Issue #1318, opened 2026-08-23
feat(h3): execute the NVFP4 compact transformer layout


jamesbrink:
## What

Teach the compact H3 DiT loader to execute the NVFP4 layout. The artifact itself is published and installable by then; this issue is only the runtime.

**Blocked on:**
- the downloadable-variant issue (the artifact must be installable and pinned)
- the layout probe's verdict (scale layout, divergence, and measured cost)
- a provenance decision, if the probe says ship it

## Scope

**candle contract** (`crates/mold-candle/src/minimax_h3/`):
- `H3ComfyPrunedFormat::Nvfp4` + `stable_id` (`comfy_dit.rs:93-108`), and the two `H3ComfyPublishedArtifact` variants with their `file_bytes` / `content_sha256` (`:110-181`)
- the **19-byte** `{"format": "nvfp4"}` marker constant beside `PUBLISHED_INT8_COMFY_QUANT_PAYLOAD` (`:73-76`), plus its count and payload check (`:1088-1154`) and schema injection (`:2226-2249`). Note all four marker strings in the tree are distinct: DiT int8 72 B, DiT nvfp4 19 B, Qwen int8 29 B, Qwen nvfp4 54 B. `comfy_dit.rs` does a fixed-length memcmp, not a JSON parse — the marker is authentication, never dispatch.
- `detect_format` (`:2292-2320`), `require_supported_runtime` (`:278-306`), and the two `!= Int8ConvRot` refusals (`:606-648`)
- **`expected_schema` (`:2415-2570`)** — the largest single chunk. Today nothing can emit `weight_scale_2`, an F8_E4M3 `weight_scale`, or a `[rows, in/2]` U8 weight shape. New header pins are already known: `header_len = 116_000`, `header_sha256 = b62e4dffa5e111a50c42132e0c200fdebbd499b33ab7f81670cde0b498524354`, `tensor_count = 1132`.
- `load_block` (`:1613-1665`) and a sibling for `load_raw_int8` (`:1475-1486`, which hard-refuses any dtype but `"I8"`)

[...]

Issue #1290, opened 2026-08-22
feat(h3): add the NVFP4 compact transformer layout (20.97 GB -> 12.53 GB)


jamesbrink:
## Goal

Cut the compact H3 transformer from **20.97 GB to 12.53 GB (-40%)** by adding an NVFP4 layout, reusing the NVFP4 linear mold already ships. This is the shortest path to making H3 usable on a 24 GB card without the host-RAM wall documented in #1289.

## Why this variant, and not the others

Every published smaller H3 transformer, measured:

| Candidate | Size | Reuses | Verdict |
| --- | --- | --- | --- |
| **NVFP4 pruned** (`Abiray`) | **12.53 GB** | `H3ComfyNvfp4AwqLinear` - already shipped for the Qwen3-VL text encoder | **recommended** |
| mixed INT4/INT8 convrot (`Abiray`) | 15.90 GB | convrot path, but INT4 blocks are new | second choice, smaller win |
| GGUF Q4_K (`unsloth`) | 11.42 GB | nothing - GGUF layout is not the ConvRot/NVFP4 schema | biggest win, largest new code |
| `pruned_fp8_scaled` (Comfy-Org) | 20.96 GB | - | no size win at all |
| Qwen3-VL Q4_K_M / int4_convrot | 14.58 / 14.95 GB | - | saves ~1 GB over the current 15.69 GB; not worth a review cycle |

## The schema evidence

I diffed the NVFP4 checkpoint's safetensors header against the one mold ships today. The result is unusually clean:

```
current int8_convrot : 932 tensors
nvfp4                : 1132 tensors
shared keys          : 932   (every single current key is present)
only-in-nvfp4        : 200   (the `weight_scale_2` tensor scalars)
shared keys differing in shape : 600
```

Those 600 are exactly the 200 quantized linears x `{weight, weight_scale, comfy_quant}`. **All 332 remaining tensors - the AdaLN table, RoPE `inv_freq`, every bias, norm, and patch projection - are identical in name, shape, dtype, and even byte offset.** Same base checkpoint, requantized.

And the quantized tensors are precisely the layout `H3ComfyNvfp4AwqLinear` was written for:

| tensor | INT8 convrot (today) | NVFP4 | mold's NVFP4 linear expects |
| --- | --- | --- | --- |
| `weight` | I8 `[21504, 5376]` | U8 `[21504, 2688]` | `packed_weight` `(rows, in_features/2)` - two nibbles per byte, matches |
[...]

PR #1322, opened 2026-08-23
perf(h3): store NVFP4 block scales at source width (-4.57 GB host RAM)

jamesbrink:
Closes #1316. Second of the four issues that replaced #1290.

## What ships

H3's host-RAM admission floor drops **19,871,751,032 → 15,300,615,032 bytes** (the number quoted in #1289's refusal). Output is **bit-identical**: `H3ComfyNvfp4AwqLinear` stored the checkpoint's 1-byte F8E4M3 block scales as a `Vec<f32>` (4,571,136,000 B of pure expansion on the shipped Qwen3-VL conditioner); it now keeps the bytes and widens through a 256-entry LUT built by candle's own `to_dtype(F32)`, so no hand-rolled FP8 decoder can drift.

## Proof

- `nvfp4_dequantization_is_bit_identical_across_every_accepted_scale_pattern` — all 128 accepted E4M3 patterns (incl. `0x00`, `0x80` = −0.0, subnormals, 448.0), expectation derived independently from `to_dtype(F32)` on the natural grid × `E2M1_LUT` × `tensor_scale`, compared with `f32::to_bits()` for both `dequantize_weight` (partial trailing chunk exercised) and `forward_dequantized`.
- `f8e4m3_widening_table_is_candles_own_conversion` — all 256 entries bitwise, both NaN encodings.
- `nvfp4_host_scale_cache_is_one_byte_per_logical_source_scale`.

Exercise details: Every record above must be printed again exactly.

Output of the exercise:
Issue #1318, opened 2026-08-23
feat(h3): execute the NVFP4 compact transformer layout


jamesbrink:
## What

Teach the compact H3 DiT loader to execute the NVFP4 layout. The artifact itself is published and installable by then; this issue is only the runtime.

**Blocked on:**
- the downloadable-variant issue (the artifact must be installable and pinned)
- the layout probe's verdict (scale layout, divergence, and measured cost)
- a provenance decision, if the probe says ship it

## Scope

**candle contract** (`crates/mold-candle/src/minimax_h3/`):
- `H3ComfyPrunedFormat::Nvfp4` + `stable_id` (`comfy_dit.rs:93-108`), and the two `H3ComfyPublishedArtifact` variants with their `file_bytes` / `content_sha256` (`:110-181`)
- the **19-byte** `{"format": "nvfp4"}` marker constant beside `PUBLISHED_INT8_COMFY_QUANT_PAYLOAD` (`:73-76`), plus its count and payload check (`:1088-1154`) and schema injection (`:2226-2249`). Note all four marker strings in the tree are distinct: DiT int8 72 B, DiT nvfp4 19 B, Qwen int8 29 B, Qwen nvfp4 54 B. `comfy_dit.rs` does a fixed-length memcmp, not a JSON parse — the marker is authentication, never dispatch.
- `detect_format` (`:2292-2320`), `require_supported_runtime` (`:278-306`), and the two `!= Int8ConvRot` refusals (`:606-648`)
- **`expected_schema` (`:2415-2570`)** — the largest single chunk. Today nothing can emit `weight_scale_2`, an F8_E4M3 `weight_scale`, or a `[rows, in/2]` U8 weight shape. New header pins are already known: `header_len = 116_000`, `header_sha256 = b62e4dffa5e111a50c42132e0c200fdebbd499b33ab7f81670cde0b498524354`, `tensor_count = 1132`.
- `load_block` (`:1613-1665`) and a sibling for `load_raw_int8` (`:1475-1486`, which hard-refuses any dtype but `"I8"`)

[...]

Issue #1290, opened 2026-08-22
feat(h3): add the NVFP4 compact transformer layout (20.97 GB -> 12.53 GB)


jamesbrink:
## Goal

Cut the compact H3 transformer from **20.97 GB to 12.53 GB (-40%)** by adding an NVFP4 layout, reusing the NVFP4 linear mold already ships. This is the shortest path to making H3 usable on a 24 GB card without the host-RAM wall documented in #1289.

## Why this variant, and not the others

Every published smaller H3 transformer, measured:

| Candidate | Size | Reuses | Verdict |
| --- | --- | --- | --- |
| **NVFP4 pruned** (`Abiray`) | **12.53 GB** | `H3ComfyNvfp4AwqLinear` - already shipped for the Qwen3-VL text encoder | **recommended** |
| mixed INT4/INT8 convrot (`Abiray`) | 15.90 GB | convrot path, but INT4 blocks are new | second choice, smaller win |
| GGUF Q4_K (`unsloth`) | 11.42 GB | nothing - GGUF layout is not the ConvRot/NVFP4 schema | biggest win, largest new code |
| `pruned_fp8_scaled` (Comfy-Org) | 20.96 GB | - | no size win at all |
| Qwen3-VL Q4_K_M / int4_convrot | 14.58 / 14.95 GB | - | saves ~1 GB over the current 15.69 GB; not worth a review cycle |

## The schema evidence

I diffed the NVFP4 checkpoint's safetensors header against the one mold ships today. The result is unusually clean:

```
current int8_convrot : 932 tensors
nvfp4                : 1132 tensors
shared keys          : 932   (every single current key is present)
only-in-nvfp4        : 200   (the `weight_scale_2` tensor scalars)
shared keys differing in shape : 600
```

Those 600 are exactly the 200 quantized linears x `{weight, weight_scale, comfy_quant}`. **All 332 remaining tensors - the AdaLN table, RoPE `inv_freq`, every bias, norm, and patch projection - are identical in name, shape, dtype, and even byte offset.** Same base checkpoint, requantized.

And the quantized tensors are precisely the layout `H3ComfyNvfp4AwqLinear` was written for:

| tensor | INT8 convrot (today) | NVFP4 | mold's NVFP4 linear expects |
| --- | --- | --- | --- |
| `weight` | I8 `[21504, 5376]` | U8 `[21504, 2688]` | `packed_weight` `(rows, in_features/2)` - two nibbles per byte, matches |
[...]

PR #1322, opened 2026-08-23
perf(h3): store NVFP4 block scales at source width (-4.57 GB host RAM)

jamesbrink:
Closes #1316. Second of the four issues that replaced #1290.

## What ships

H3's host-RAM admission floor drops **19,871,751,032 → 15,300,615,032 bytes** (the number quoted in #1289's refusal). Output is **bit-identical**: `H3ComfyNvfp4AwqLinear` stored the checkpoint's 1-byte F8E4M3 block scales as a `Vec<f32>` (4,571,136,000 B of pure expansion on the shipped Qwen3-VL conditioner); it now keeps the bytes and widens through a 256-entry LUT built by candle's own `to_dtype(F32)`, so no hand-rolled FP8 decoder can drift.

## Proof

- `nvfp4_dequantization_is_bit_identical_across_every_accepted_scale_pattern` — all 128 accepted E4M3 patterns (incl. `0x00`, `0x80` = −0.0, subnormals, 448.0), expectation derived independently from `to_dtype(F32)` on the natural grid × `E2M1_LUT` × `tensor_scale`, compared with `f32::to_bits()` for both `dequantize_weight` (partial trailing chunk exercised) and `forward_dequantized`.
- `f8e4m3_widening_table_is_candles_own_conversion` — all 256 entries bitwise, both NaN encodings.
- `nvfp4_host_scale_cache_is_one_byte_per_logical_source_scale`.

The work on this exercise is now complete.